ERROR [pool-2-thread-1] 2012-01-26 09:41:01,705 Cassandra.java (line 4038) Internal error processing sys
tem_update_column_family
java.lang.RuntimeException: org.apache.cassandra.config.ConfigurationException: Cannot add a counter col
umn (thing-1) in a non counter column family
        at org.apache.cassandra.thrift.CassandraServer.system_update_column_family(CassandraServer.java:
1049)
        at org.apache.cassandra.thrift.Cassandra$Processor$system_update_column_family.process(Cassandra
.java:4032)
        at org.apache.cassandra.thrift.Cassandra$Processor.process(Cassandra.java:2889)
        at org.apache.cassandra.thrift.CustomTThreadPoolServer$WorkerProcess.run(CustomTThreadPoolServer
.java:187)
        at java.util.concurrent.ThreadPoolExecutor$Worker.runTask(ThreadPoolExecutor.java:886)
        at java.util.concurrent.ThreadPoolExecutor$Worker.run(ThreadPoolExecutor.java:908)
        at java.lang.Thread.run(Thread.java:680)
Caused by: org.apache.cassandra.config.ConfigurationException: Cannot add a counter column (thing-1) in a
 non counter column family
        at org.apache.cassandra.config.CFMetaData.validate(CFMetaData.java:994)
        at org.apache.cassandra.config.CFMetaData.fromThrift(CFMetaData.java:684)
        at org.apache.cassandra.thrift.CassandraServer.system_update_column_family(CassandraServer.java:
1045)
        ... 6 more

So that's why it's important to create column family as a "counter column family" from the start. Because of this, I intend to use these counter column families as what are essentially extra, metadata-only denormalized column families; ie, I won't be mixing actual data in with these counters. Instead, the actual data will live elsewhere, and the counters will live apart, by themselves. Remember, in Cassandra, this sort of denormalization is considered not only acceptable, but required.

Okay, enough of that diversion. Let's continue with using the CLI to make and use our counter column family.

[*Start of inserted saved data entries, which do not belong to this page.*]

PR #10865, opened 2024-11-27
config: add on_event callback for roles

### LINKED ISSUE #10538: config: on_rw callback in a role
## Context

`cartridge` [passes](https://github.com/tarantool/cartridge/blob/7d99ecf639e8bc979fe7fc1b7cc94ae8530e1620/cartridge/roles.lua#L457-L459) an `opts.is_master` flag into the role's `apply_config` function. Also, it calls the `apply_config` function on transition from RO to RW. (See also https://github.com/tarantool/doc/issues/4280.)

Tarantool 3.x roles are different in this regard. `apply` is called on a reconfiguration -- when a new config arrives. It is not called on a transition from RO to RW.

After #10520 an RW status will be suitable to perform (most of) DDL operations. We need a convenient way to write role's database schema initialization code.

A user needs to register/unregister a watcher now:

```lua
-- myrole.lua
local function schema_init()
    box.once('myrole_init', function()
        box.schema.space.create('myrole_space')
        box.space.myrole_space:create_index('pk')
    end)
end

local box_status_watcher

local function apply(role_cfg)
    if box_status_watcher == nil then
        box_status_watcher = box.watch('box.status', function(_, status)
            if not status.is_ro then
                schema_init()
                box_status_watcher:unregister()
                box_status_watcher = nil
            end
        end)
    end
    <...>
end

return {
    <...>,
    apply = apply,
}
```

Or spawn a fiber with `box.ctl.wait_rw()`.

Both variants are a bit too wordy for such a typical scenario.

## Proposal

I propose to add an `on_rw` callback into the role next to the `apply` and others:

```lua
-- myrole.lua

<...>

return {
    <...>,
    apply = apply,
    on_rw = schema_init,
}
```

This way config's code takes all the complexity around waiting RW status and give a role author a simple API for that.

Details:

* `on_rw` is called on startup after `apply` if the instance is started in the RW mode.
* `on_rw` callbacks from different roles are started in the same order as their `apply` functions (as written in `roles` in the YAML configuration with reordering, where one role depends on another).
* Call `apply` for all the roles and then `on_rw` for all the roles. It seems more consistent with a situation, when the RW mode is assigned after a startup.
* The callback should also be called if the database schema version is changed (i.e. `box.schema.upgrade()` is called) and the status of the instance is RW. It allows to issue a DDL that uses a new feature only when the database is ready for it. We should pass the schema version into the callback (a user may use #10521 to compare verisons).

  ```lua
  local version = require('version')

  local function on_rw(status)
      init_schema_base()

      if status.version >= version.fromstring('3.4.5') then
          init_schema_3_4_5()
      end
  end

  return {
      <...>
      on_rw = on_rw,
  }
  ```

Also tracked in TNTP-225
Part of TNTP-41

grafin:
config: add on_event callback for roles

This patch add `on_event` callback for roles.

Closes #10538
Closes TNTP-225

@TarantoolBot document
Title: `on_event` callback for roles

Roles can now set a `on_event` callback, which will be called
every time a `box.status` system event is broadcasted or the
configuration has been updated (after the `apply` has finished).

`on_event` callbacks are called one after another in the order
the roles are applied (according to their dependencies). Each
event (`box.status` or configuration change) triggers a series
of callbacks, next series (for a new event) will be triggered
after the previous finishes.

`on_event` callbacks are executed inside a `pcall` and if error is
raised, it is logged with 'error' level and the series execution
continues.

It is guaranteed that all of the `on_event` triggers are executed as
part of the configuration process (and 'ready' or 'check_warnings'
status is reached only after all of them are done).

When the callback is called, three arguments are provided,
`on_event(config, key, value)` where:
`config` is the current configuration,
`key` is `'config.apply'` if the callback was trigger by configuration
update, or `'box.status'` if it was triggered by `box.status` system
event.
`value` is the same as in `box.status` system event.

Example usage:

```lua
return {
    name = 'my_role',
    validate = ...,
    apply = ...,
    stop = ...,
    on_event = function(config, key, value)
        local log = require('log')

        log.info('on_event is triggered by ' .. key)
        log.info('is_ro: ' .. value.is_ro)

        local roles_cfg = config:get('roles_cfg')
        roles_cfg['my_role']...
    end,
}
```

### DIFF
--- a/src/box/lua/config/applier/roles.lua
+++ b/src/box/lua/config/applier/roles.lua
@@ -1,16 +1,94 @@
 local log = require('internal.config.utils.log')
+local fiber = require('fiber')
 
-local last_loaded = {}
-local last_roles_ordered = {}
+local roles_state = {
+    -- Loaded roles, where the key is the role name and the value is the
+    -- role object.
+    last_loaded = {},
+
+    -- Ordered list of roles, where the order is determined by the
+    -- dependencies between roles.
+    last_roles_ordered = {},
+
+    -- The box.status watcher, used to call on_event callbacks.
+    box_status_watcher = nil,
+
+    -- Last values received from box.status watcher.
+    last_box_status_value = nil,
+
+    -- Last applied config.
+    last_config = nil,
+}
+
+-- Function decorator that is used to prevent call_on_event_callbacks() from
+-- being called concurrently by watcher and post_apply().
+local lock = fiber.channel(1)
+local function locked(f)
+    return function(...)
+        lock:put(true)
+        local status, err = pcall(f, ...)
+        lock:get()
+        if not status then
+            error(err, 0)
+        end
+    end
+end
+
+-- Call all the on_event callbacks from roles in order.
+local call_on_event_callbacks = locked(function(config, key, value)
+    local roles_ordered = roles_state.last_roles_ordered
+    local roles = roles_state.last_loaded
+    for _, role_name in ipairs(roles_ordered) do
+        local role = roles[role_name]
+        if role.on_event ~= nil then
+            log.verbose(('roles.on_event: calling callback for role ' ..
+                         '"%s"'):format(role_name))
+            local ok, err = pcall(role.on_event,
+                                  config, key, value)
+            if not ok then
+                log.error(('roles.on_event: callback for role ' ..
+                           '"%s" failed: %s'):format(role_name, err))
+            end
+        end
+    end
+end)
+
+local function box_status_watcher()
+    return box.watch('box.status', function(key, value)
+        assert(key == 'box.status')
+
+        -- Store the last value to be able to call on_event callbacks
+        -- when the config is changed.
+        roles_state.last_box_status_value = table.deepcopy(value)
+
+        -- Config is not fully applied yet, don't call on_event callbacks.
+        -- We will call them later in post_apply.
+        if roles_state.last_config == nil then
+            return
+        end
+
+        call_on_event_callbacks(roles_state.last_config, 'box.status', value)
+    end)
+end
 
 local function apply(_config)
-    log.verbose('roles.apply: do nothing')
+    if roles_state.box_status_watcher == nil then
+        roles_state.box_status_watcher = box_status_watcher()
+
+        local deadline = fiber.time() + 10
+        while roles_state.last_box_status_value == nil do
+            fiber.sleep(0.01)
+            if fiber.time() > deadline then
+                error('Timeout reached while waiting for box_status_watcher', 0)
+            end
+        end
+    end
 end
 
 local function stop_roles(roles_to_skip)
     local roles_to_stop = {}
-    for id = #last_roles_ordered, 1, -1 do
-        local role_name = last_roles_ordered[id]
+    for id = #roles_state.last_roles_ordered, 1, -1 do
+        local role_name = roles_state.last_roles_ordered[id]
         if roles_to_skip == nil or roles_to_skip[role_name] == nil then
             table.insert(roles_to_stop, role_name)
         end
@@ -20,7 +98,7 @@ local function stop_roles(roles_to_skip)
     end
     local deps = {}
     for role_name in pairs(roles_to_skip or {}) do
-        local role = last_loaded[role_name] or {}
+        local role = roles_state.last_loaded[role_name] or {}
         -- There is no need to check transitive dependencies for roles_to_skip,
         -- because they were already checked when roles were started, i.e. if
         -- role A depends on role B, which depends on role C, and we stop
@@ -49,7 +127,7 @@ local function stop_roles(roles_to_skip)
     end
     for _, role_name in ipairs(roles_to_stop) do
         log.verbose('roles.post_apply: stop role ' .. role_name)
-        local ok, err = pcall(last_loaded[role_name].stop)
+        local ok, err = pcall(roles_state.last_loaded[role_name].stop)
         if not ok then
             error(('Error stopping role %s: %s'):format(role_name, err), 0)
         end
@@ -134,7 +212,7 @@ local function post_apply(config)
     -- Load roles.
     local loaded = {}
     for _, role_name in ipairs(roles_ordered) do
-        local role = last_loaded[role_name]
+        local role = roles_state.last_loaded[role_name]
         if not role then
             log.verbose('roles.post_apply: load role ' .. role_name)
             role = require(role_name)
@@ -180,8 +258,17 @@ local function post_apply(config)
         end
     end
 
-    last_loaded = loaded
-    last_roles_ordered = roles_ordered
+    roles_state.last_loaded = loaded
+    roles_state.last_roles_ordered = roles_ordered
+    roles_state.last_config = table.deepcopy(config)
+
+    -- box.status watcher values should be already set, because the watcher
+    -- has been registered during apply.
+    assert(roles_state.last_box_status_value ~= nil)
+
+    -- Call on_event callbacks after the config is fully applied.
+    call_on_event_callbacks(config, 'config.apply',
+                            roles_state.last_box_status_value)
 end
 
 return {
--- a/changelogs/unreleased/gh-10538-add-on-event-callback-to-roles.md
+++ b/changelogs/unreleased/gh-10538-add-on-event-callback-to-roles.md
@@ -1,0 +1,3 @@
+## feature/config
+
+* Introduced `on_event` callback for roles (gh-10538).
--- a/test/config-luatest/roles_test.lua
+++ b/test/config-luatest/roles_test.lua
@@ -636,3 +636,249 @@ g.test_role_is_not_a_table = function()
             'expected table, got number',
     })
 end
+
+-- Ensure that on_event callback is called correctly.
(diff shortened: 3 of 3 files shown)


lenkis (approved):

changelogs/unreleased/gh-10538-add-on-box-status-callback-to-roles.md
```diff
@@ -0,0 +1,3 @@
+## feature/config
+
+* Introduced `on_box_status` callback for roles (gh-10538).
```
Totktonada, line 3: We agreed that it would look more accurate to call it `on_event` and pass either `box.status` or something about config (`'config.apply'`?[^1]) into the `key` argument.

I still think that we should pass role's config as the first argument, so the same function can be assigned to `apply` and `on_event`.

[^1]: We have `config.info` event, but it is called at slightly different point. Maybe it is not a god idea to mix them.

src/box/lua/config/applier/roles.lua
```diff
@@ -1,16 +1,78 @@
...
 local function apply(_config)
-    log.verbose('roles.apply: do nothing')
+    if roles_state.box_status_watcher == nil then
+        roles_state.box_status_watcher = box_status_watcher()
+
+        local deadline = fiber.time() + 10
+        while roles_state.last_box_status_value == nil do
+            fiber.sleep(0.01)
+            if fiber.time() > deadline then
+                error('Timeout reached while waiting for box_status_watcher')
```
Totktonada, line 66: Nit: I report all the error from config's code using `error(<...>, 0`, because this way a user don't see some internal files/lines in the report.

If it is a user side error, for example, from config validation. Here I don't mind, just highlighted my personal preference. Feel free to ignore.

src/box/lua/config/applier/roles.lua
```diff
@@ -1,16 +1,78 @@
...
+    last_box_status_value = nil,
+
+    -- Last applied config.
+    last_config = nil,
+}
+
+-- Call all the 'on_box_status' callbacks from roles in order.
+local function call_on_box_status_callbacks(config, value)
+    for _, role_name in ipairs(roles_state.last_roles_ordered) do
+        local role = roles_state.last_loaded[role_name]
```
Totktonada, line 26: I guess a reconfiguration may occur during the iteration, changing these values.

I would copy these two tables before the cycle.

src/box/lua/config/applier/roles.lua
```diff
@@ -180,8 +242,16 @@ local function post_apply(config)
...
+    roles_state.last_loaded = loaded
+    roles_state.last_roles_ordered = roles_ordered
+    roles_state.last_config = table.deepcopy(config)
+
+    -- box.status watcher values should be already set, because the watcher
+    -- has been registered during apply.
+    assert(roles_state.last_box_status_value ~= nil)
+
+    -- Call on_box_status callbacks after the config is fully applied.
+    call_on_box_status_callbacks(config, roles_state.last_box_status_value)
```
Totktonada, line 254: If `last_config` is non-nil, then the watcher may call the callbacks. If some of them yield for different (say, random) time intervals, it is possible that `on_box_status` is called before first `apply` for the same role.

I would prefer explicit latch variables: don't call `on_box_status` from the watcher until some `roles_state.post_apply_finished` (and set it after calling the callbacks from here).

src/box/lua/config/applier/roles.lua
```diff
@@ -1,16 +1,78 @@
...
+
+    -- Last values received from box.status watcher.
+    last_box_status_value = nil,
+
+    -- Last applied config.
+    last_config = nil,
+}
+
+-- Call all the 'on_box_status' callbacks from roles in order.
+local function call_on_box_status_callbacks(config, value)
```
Totktonada, line 24: I would pass an event key here and pass it to `on_box_status` (or `on_event` if we rename it). I would pass a different key for the reconfiguration event. It gives a bit more information for a user and costs us nothing.

(Maybe it also helps in testing -- we can differentiate an origin of the call.)

src/box/lua/config/applier/roles.lua
Totktonada, line 254: I would think about guarantees behind this API that we offer to a user.

Let's assume that we have roles `foo`, `bar`, `baz` placed in the configuration is this order.

We have the following order of initialization (loading) the roles: `foo`, `bar`, `baz`.

Let's assume (for simplicity) that the roles are independent or dependent as `baz` depends on `bar`, `bar` depends on `foo`. So, the reordering gives the same order: `foo`, `bar`, `baz`.

We have the following order of callbacks:

* `foo.validate`
* `bar.validate`
* `baz.validate`
* `foo.apply`
* `bar.apply`
* `baz.apply`

It is guaranteed that the first one ends its execution before the next is called. Also, it is guaranteed that all of them are executed as part of the configuration process (and we can't reach `ready` or `check_warnings` status until all of them are finished).

The `on_event` is different: it occurs on some arbitrary point of time, out of the configuration process.

However, we guarantee the order of calling them and that the callbacks that are triggered by one event are executed one after the previous finished.

We also guarantee that neither of the `on_event` callbacks are called before `apply` for.. one given role?.. for all the roles?

At least, it gives us some predictable behaviour.

It is still not clear, how one roles should notify another one that it finishes its runtime/database initialization. Maybe some service registry or just a suggestion about proper using of globals. It seems like we should leave it out of scope here.

Anyway, I would like to see some description about guarantees behind this API, so a user wouldn't feel itself on a vague ground. Can you verify my wording, adjust/rephrase/shorten if needed and include it into the documentation request?

Totktonada: Another point for the documentation is how the errors are handled. Unlike `apply`, an error from the `on_event` callback is ignored (with logging a message on the `error` level). Even if the callback is called because the configuration is changed, its error is just logged and doesn't fail the (re)configuration process.

Next, it would be good to make it clear, whether the `on_event` callbacks are executed out of the (re)configuration process in terms of time: does it waiti for finishing them. IOW, whether the configuration is successfully applied only after execution of these callbacks (if called due to the configuration change) or it is performed in background just like as when the callbacks are called due to a `box.status` event.

I don't know, which behavior is more expected, TBH. It is OK to perform some long-running activity from a usual watcher callback? I guess, no. So, let's keep the synchronous execution as part of the (re)configuration process.

(In some future we need alerts about long execution of role's function or application initialization code. An internal applier execution.)

Totktonada:
Seems nice for me, thanks! I'm waiting for a change in the callback name, passing different event keys on (re)configuration and `box.status` event, more info in the documentation request. And we can go.

src/box/lua/config/applier/roles.lua
Totktonada: Also, we discussed with @grafin idea to copy `locked` pattern from `load_cfg.lua` and use it for the `call_on_box_status_callbacks` function: this way we have guaratees similar as for watchers disregarding that we have two source of events: reconfigration and box.status:

> A watcher callback never runs in parallel with itself: if the key to which a watcher is subscribed is updated while the watcher callback is running, the callback will be invoked again with the new value as soon as it returns.

(From the watcher's [doc](https://github.com/tarantool/doc/issues/2407).)

changelogs/unreleased/gh-10538-add-on-box-status-callback-to-roles.md
grafin: Renamed it to `on_event`, `key = 'box.status` if the callback was triggered by `box.status` system event, and `key = 'config.apply'` if it was triggered because of configuration update.

src/box/lua/config/applier/roles.lua
grafin: Fixed!

src/box/lua/config/applier/roles.lua
grafin: Thanks for noticing! Fixed.

src/box/lua/config/applier/roles.lua
grafin: Thanks for helping in finding this solution! Implemented.

src/box/lua/config/applier/roles.lua
grafin: Done. `key = 'box.status'` if the callback was triggered by `box.status` system event, and `key = 'config.apply'` if it was triggered because of configuration update.

src/box/lua/config/applier/roles.lua
grafin: Added a more detailed doc, describing the order of callback execution as well as what happens if a callback raises an error.

grafin:
@lenkis I've expanded the doc request, can you please take a second look.

src/box/lua/config/applier/roles.lua
Totktonada: I see now: no need to copy, these tables are reassigned to the new ones each time and not modified. However, `last_loaded` could be changed, so my comment was partially relevant.

So, storing the references before the cycle is actually enough. Thanks!

Totktonada:
@grafin @lenkis I'm going to proceed with the patch tonight. I hope nobody mind to discuss details about the documentation within the corresponding documentation team task.

Totktonada (approved):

I usually tell the CLI to use UTF-8, rather than raw hex bytes (I don't know why it defaults to expecting you, a human, to be able to read and write raw bytes):

assume MyCounters keys as utf8;

Now you can use incr to increment your counters:

incr MyCounters['key-1']['thing-1'];
incr MyCounters['key-1']['thing-2'];
incr MyCounters['key-1']['thing-1'];
incr MyCounters['key-2']['thing-1'];
incr MyCounters['key-2']['thing-3'];
incr MyCounters['key-2']['thing-3'];
incr MyCounters['key-1']['thing-4'] by 5;

And you can pull out the whole thing with list:

[default@MyTest] list MyCounters;
Using default limit of 100
-------------------
RowKey: key-1
=> (counter=thing-1, value=2)
=> (counter=thing-2, value=1)
=> (counter=thing-4, value=5)
-------------------
RowKey: key-2
=> (counter=thing-1, value=1)
=> (counter=thing-3, value=2)

2 Rows Returned.
Elapsed time: 8 msec(s).

Or you can get the values for a single RowKey:

[default@MyTest] get MyCounters['key-1'];
=> (counter=thing-1, value=2)
=> (counter=thing-2, value=1)
=> (counter=thing-4, value=5)
Returned 3 results.
Elapsed time: 8 msec(s).

You can also get the value of a single counter within a column:

[default@MyTest] get MyCounters['key-1']['thing-1'];
=> (counter=thing-1, value=2)
Elapsed time: 8 msec(s).

As you can see, counter columns are not actually complicated or difficult to use. This got me around some of the initial issues I encountered, so hopefully it helps someone else.

One last thing

When using counters, there are some things to consider when it comes to your consistency level:

it’s important to understand that unlike normal columns, a write to a counter requires a read in the background to ensure that distributed counter values remain consistent across replicas. If you write at a consistency level of ONE, the implicit read will not impact write latency, hence, ONE is the most common consistency level to use with counters.

I haven't addressed this yet, but I'll keep it in mind.